Phind-CodeLlama-34B-v2-GPTQ
Property | Value |
---|---|
Base Model | CodeLlama 34B v2 |
Parameter Count | 34 Billion |
Training Data | 1.5B tokens of programming data |
HumanEval Score | 73.8% pass@1 |
Training Infrastructure | 32 A100-80GB GPUs |
Training Duration | 15 hours (480 GPU-hours) |
What is Phind-CodeLlama-34B-v2-GPTQ?
Phind-CodeLlama-34B-v2-GPTQ is a quantized version of the state-of-the-art code generation model that builds upon CodeLlama 34B. This GPTQ-quantized variant maintains the exceptional performance of the original model while reducing its size and memory requirements, making it more accessible for practical use. The model excels at multi-language programming, including Python, C/C++, TypeScript, and Java.
Implementation Details
The model has been fine-tuned on 1.5B tokens of high-quality programming problems and solutions, using DeepSpeed ZeRO 3 and Flash Attention 2. The quantization is available in multiple configurations, from 3-bit to 4-bit with various group sizes, allowing users to balance between performance and resource requirements.
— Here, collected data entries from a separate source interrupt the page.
PR #592, opened 2025-12-01
IntentGateway V2

seunlanlege:
- [x] Intent Gateway can now execute "predispatch" swaps, before placing an order. Simplifying the user experience for cross-chain token swaps. The contract may collect any dust tokens from these swaps as a source of revenue
- [x] Introduce a `protocolFeeBps` as a means of collecting protocol fees from filler liquidity
- [x] Enable limit orders that do not expire and can only be cancelled from the counterparty chain.

### DIFF
--- a/evm/src/modules/IntentGatewayV2.sol
+++ b/evm/src/modules/IntentGatewayV2.sol
@@ -616,11 +616,7 @@ contract IntentGatewayV2 is HyperApp {
             IDispatcher(hostAddr).dispatch{value: msgValue}(request);
         } else {
             // try to pay for dispatch with fee token
-            address feeToken = IDispatcher(hostAddr).feeToken();
-            uint256 fee = quote(request);
-            IERC20(feeToken).safeTransferFrom(msg.sender, address(this), fee);
-            IERC20(feeToken).approve(hostAddr, fee);
-            IDispatcher(hostAddr).dispatch(request);
+            dispatchWithFeeToken(request, msg.sender);
         }
 
         emit OrderFilled({commitment: commitment, filler: msg.sender});
@@ -691,7 +687,7 @@ contract IntentGatewayV2 is HyperApp {
                 } else {
                     IERC20(token).safeTransfer(req.beneficiary, amount);
                 }
-                
+
                 emit RevenueWithdrawn(token, amount, req.beneficiary);
             }
         }
@@ -732,9 +728,8 @@ contract IntentGatewayV2 is HyperApp {
         }
 
         _filled[body.commitment] = incoming.relayer;
-        
+
         RequestKind kind = RequestKind(uint8(incoming.request.body[0]));
-        
         if (kind == RequestKind.RefundEscrow) {
             emit EscrowRefunded({commitment: body.commitment});
         } else {
@@ -796,11 +791,7 @@ contract IntentGatewayV2 is HyperApp {
             IDispatcher(hostAddr).dispatch{value: msg.value}(request);
         } else {
             // try to pay for dispatch with fee token
-            address feeToken = IDispatcher(hostAddr).feeToken();
-            uint256 fee = quote(request);
-            IERC20(feeToken).safeTransferFrom(msg.sender, address(this), fee);
-            IERC20(feeToken).approve(hostAddr, fee);
-            IDispatcher(hostAddr).dispatch(request);
+            dispatchWithFeeToken(request, msg.sender);
         }
     }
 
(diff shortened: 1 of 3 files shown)


evm/src/modules/IntentGatewayV2.sol
```diff
@@ -0,0 +1,842 @@
...
+                uint256 requiredAmount = order.inputs[i].amount;
+
+                if (token == address(0)) {
+                    uint256 balance = address(callDispatcher).balance;
+                    if (balance < requiredAmount) revert InsufficientNativeToken();
+                    transferCalls[i] = Call({
+                        to: address(this),
+                        value: balance,
+                        data: ""
+                    });
```
Wizdave97, line 469: Any reason we don't emit dust collected for native tokens

evm/src/modules/IntentGatewayV2.sol
```diff
@@ -0,0 +1,842 @@
...
+     * @param options The options to be used when filling the order.
+     * @dev This function is payable and can accept Ether.
+     */
+    function fillOrder(Order calldata order, FillOptions memory options) public payable {
+        address hostAddr = host();
+        // Ensure the order is being filled on the correct chain
+        if (keccak256(order.destChain) != keccak256(IDispatcher(hostAddr).host())) revert WrongChain();
+
+        // Ensure the order has not expired
+        if (order.deadline < block.number) revert Expired();
```
Wizdave97, line 553: Missing check for zero deadline

evm/src/modules/IntentGatewayV2.sol
```diff
@@ -0,0 +1,842 @@
...
+    /**
+     * @dev Enum representing the different kinds of incoming requests that can be executed.
+     */
+    enum RequestKind {
+        /// @dev Identifies a request for redeeming an escrow.
+        RedeemEscrow,
+        /// @dev Identifies a request for recording new contract deployments
+        NewDeployment,
+        /// @dev Identifies a request for updating parameters.
+        UpdateParams
```
Wizdave97: Think we need a command to do something with accrued protocol fees

evm/src/modules/IntentGatewayV2.sol
seunlanlege: Actually for limit orders, we should use `type(uint256).max` so they never expire

evm/src/modules/IntentGatewayV2.sol
```diff
@@ -0,0 +1,854 @@
...
+
+                    (bool success, ) = callDispatcher.call{value: amount}("");
+                    require(success, "Native token transfer failed");
+                } else {
+                    IERC20(token).safeTransferFrom(msg.sender, callDispatcher, amount);
+                }
+            }
+
+            // Execute the call dispatcher with predispatch call
+            ICallDispatcher(callDispatcher).dispatch(order.predispatch.call);
```
royvardhan, line 452: I think we should block the commitment of the order before reaching this line. Wdyt?

royvardhan: Or we should have a simple state bool that makes this function locked. And the lock is released after the execution of full placeOrder is over.

evm/src/modules/IntentGatewayV2.sol
```diff
@@ -0,0 +1,854 @@
...
+            }
+        }
+
+        // dispatch calls if any
+        if (order.callData.length > 0) {
+            ICallDispatcher(_params.dispatcher).dispatch(order.callData);
+        }
+
+        // Process inputs and collect protocol fees
+        TokenInfo[] memory inputs = _processInputsAndCollectFees(order);
```
royvardhan, line 594: If we are using this to redeem, then we need to emit protocol fees collected event in the redeem function?

seunlanlege: The model for protocol fees is to deduct them from the filler's redemption, by only allowing them redeem the escrowed assets minus the protocol fees

evm/src/modules/IntentGatewayV2.sol
seunlanlege: Are you envisioning any re-entrancy attacks?

royvardhan: Havn't thought of an exact way to attack but not comfortable executing arbitrary calldata before blocking.

evm/src/modules/IntentGatewayV2.sol
seunlanlege: Done

evm/src/modules/IntentGatewayV2.sol
seunlanlege: done

evm/src/modules/IntentGatewayV2.sol
```diff
@@ -0,0 +1,899 @@
...
+     * This address is used to store or reference the transaction fees within the contract.
+     */
+    address private constant TRANSACTION_FEES = address(uint160(uint256(keccak256("txFees"))));
+
+    /**
+     * @notice Constant representing a filled slot in big endian format
+     * @dev Hex value 0x05 padded with leading zeros to fill 32 bytes
+     */
+    bytes32 constant FILLED_SLOT_BIG_ENDIAN_BYTES =
+        hex"0000000000000000000000000000000000000000000000000000000000000005";
```
seunlanlege: I think we might have to update this filled slot @royvardhan

Wizdave97: Forge can list it `forge inspect IntentGatewayV2 storage`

- Multiple quantization options (3-bit to 4-bit)
- Configurable group sizes (32g, 64g, 128g)
- Supports sequence length of 8192 tokens
- Compatible with AutoGPTQ and Transformers pipeline
Core Capabilities
- State-of-the-art code generation with 73.8% pass@1 on HumanEval
- Multi-language programming support
- Instruction-tuned using Alpaca/Vicuna format
- Efficient memory usage through quantization
- Comprehensive programming problem-solving abilities
Frequently Asked Questions
Q: What makes this model unique?
This model represents the current state-of-the-art in open-source code generation, achieving an impressive 73.8% pass@1 on HumanEval. Its quantized nature makes it more accessible while maintaining high performance, and it supports multiple programming languages effectively.
Q: What are the recommended use cases?
The model excels at code generation, debugging, and programming assistance across multiple languages. It's particularly well-suited for developers needing AI assistance in Python, C/C++, TypeScript, and Java programming tasks, while being resource-efficient through quantization.